TASK DIRECTIONS.
Among the lines below, list those containing the string "varargs".

SOURCE DATA.
PR #44, opened 2019-11-01
Changed getMany's limit parameter to an optional parameter.

Dankr4d:
I've set the getMany's limit parameter to an optional parameter with default value -1. On sqlite we can pass a negtaive number to ignore `LIMIT`. On postgresql negative numbers are not allowed (instead of a negative number it must be `LIMIT ALL`). So I've modified the `genGetManyQuery`, that `LIMIT` will not be added to the query if the parameter `withLimit` (default true) is set to false. I think it's not the optimal solution, but I have not found a better for this.

### DIFF
--- a/src/norm/postgres.nim
+++ b/src/norm/postgres.nim
@@ -222,7 +222,7 @@ template genWithDb(connection, user, password, database: string, dbTypeNames: op
 
         result.getOne(id)
 
-      proc getMany(objs: var seq[object], limit: int, offset = 0,
+      proc getMany(objs: var seq[object], limit: int = -1, offset = 0,
                    cond = "TRUE", params: varargs[DbValue, dbValue]) {.used.} =
         ##[ Read ``limit`` records with ``offset`` from DB into an existing open array of objects.
 
@@ -232,16 +232,21 @@ template genWithDb(connection, user, password, database: string, dbTypeNames: op
         if len(objs) == 0: return
 
         let
-          getManyQuery = genGetManyQuery(objs[0], cond, len(params))
-          params = @params & @[?min(limit, len(objs)), ?offset]
+          withLimit = if limit < 0: false else: true
+          getManyQuery = genGetManyQuery(objs[0], cond, len(params), withLimit = withLimit)
+        var params = @params
+        if withLimit:
+          params.add(?min(limit, len(objs)))
+        params.add(?offset)
 
         debug getManyQuery, " <- ", params.join(", ")
-
         let rows = dbConn.getAllRows(getManyQuery, params)
+
+        if limit < 0: objs.setLen len(rows)
 
         rows.to(objs)
 
-      proc getMany(T: typedesc, limit: int, offset = 0,
+      proc getMany(T: typedesc, limit: int = -1, offset = 0,
                    cond = "TRUE", params: varargs[DbValue, dbValue]): seq[T] {.used.} =
         ##[ Read ``limit`` records  with ``offset`` from DB into a sequence of objects,
         create the sequence on the fly.
@@ -249,7 +254,9 @@ template genWithDb(connection, user, password, database: string, dbTypeNames: op
         Filter using ``cond`` condition.
         ]##
 
-        result.setLen limit
+        # Setting result len to 1 if limit is lower than 0 because genGetManyQuery
+        # requieres at least one object to get the db table name
+        result.setLen if limit < 0: 1 else: limit
         result.getMany(limit, offset, cond, params)
 
       template update(obj: object, force = false) {.used.} =
--- a/src/norm/postgres.nim
+++ b/src/norm/postgres.nim
@@ -222,7 +222,7 @@ template genWithDb(connection, user, password, database: string, dbTypeNames: op
 
         result.getOne(id)
 
-      proc getMany(objs: var seq[object], limit: int = -1, offset = 0,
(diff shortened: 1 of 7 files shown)


moigagoo:
Thanks for submitting a PR!

I think I can see a cleaner solution:
1. Add procs `getAll` to sqlite and postgres, which are just `getMany` but without `limit` or `offset`.
2. Add `genGetAllQuery` to sqlite/sqlgen and postgres/sqlgen, which are just `genGetManyQuery` but wuthout LIMIT or OFFSET.

A slightly different flavor of this solution is to add `getMany` procs without `limit` or `offset` instead of `getAll`.

What do you think? I'm leaning towards `getAll` because getting all rows without limits is generally speaking a dangerous operation since you don't control the amount of data passed.

Dankr4d:
You're absolutely right!
I also favor the `getAll` variant as you mentioned. That's a much cleaner solution. Thank you for reply. I'll get to work.

src/norm/sqlite.nim
```diff
@@ -252,6 +252,33 @@ template genWithDb(connection, user, password, database: string, dbTypeNames: op
...
+        rows.to(objs)
+
+      proc getAll(T: typedesc, cond = "1", params: varargs[DbValue, dbValue]): seq[T] {.used.} =
+        ##[ Read all records from DB into a sequence of objects, create the sequence on the fly.
+        This is a dangerous operation as you don't control the amount of data received.
+
+        Filter using ``cond`` condition.
+        ]##
+
+        result.setLen 1
```
moigagoo: Is this necessary? Container length is set to rows.len in line 268 anyway.

src/norm/postgres.nim
```diff
@@ -252,6 +252,33 @@ template genWithDb(connection, user, password, database: string, dbTypeNames: op
...
+        rows.to(objs)
+
+      proc getAll(T: typedesc, cond = "TRUE", params: varargs[DbValue, dbValue]): seq[T] {.used.} =
+        ##[ Read all records from DB into a sequence of objects, create the sequence on the fly.
+        This is a dangerous operation as you don't control the amount of data received.
+
+        Filter using ``cond`` condition.
+        ]##
+
+        result.setLen 1
```
moigagoo: Is this necessary? Container length is set to rows.len in line 268 anyway.

Dankr4d:
Here I am.
I tried to implement the getAll procs that I would only pass the model type to the `genGetAllQuery` proc. But I'm not familiar with macros and templates (and then I was busy).
In your `genGetManyQuery` procs you get the table name from the `typedesc` and the table columns from the object. I also saw, that you added a `getColumns` macro with the `typdesc` as first param. But i didn't get it work. The solution how it works now, is setting the length from the seq in the getAll proc (operating on the `typdesc`) to 1, that the next `getAll` proc (operating on a seq of objects) can read out the object for the `genGetAllQuery` proc. I'm not so happy with this solution, because after querying the rows the seq length will reset again. If no row is received, the first `setLen` (to 1) is unnecessary.

moigagoo:
Oh, now I see, there's this objs[0] bit that requires objs to be non-empty. It seems like having a flavor of getAll that accepts a sequence is useless: you want to get all rows by definition, regardless of the container size.

I've cloned your fork and tried making getAll work with typedesc, to no success so far but I think I'm getting there. I'll send a PR if I have anything interesting to share.

Could you please add some tests anyway?

Dankr4d:
Thank you for your help!
> Could you please add some tests anyway?

Yes, I'm already on it.

moigagoo:
> Thank you for your help!

No, thank _you_ for your help. Getting contributions means a lot for me as a package maintainer, and I'd just like to express my appreciation for you taking the time to submit the PR once again.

ANSWER TO THE EXERCISE.
                    cond = "TRUE", params: varargs[DbValue, dbValue]) {.used.} =
                    cond = "TRUE", params: varargs[DbValue, dbValue]): seq[T] {.used.} =
+      proc getAll(T: typedesc, cond = "1", params: varargs[DbValue, dbValue]): seq[T] {.used.} =
+      proc getAll(T: typedesc, cond = "TRUE", params: varargs[DbValue, dbValue]): seq[T] {.used.} =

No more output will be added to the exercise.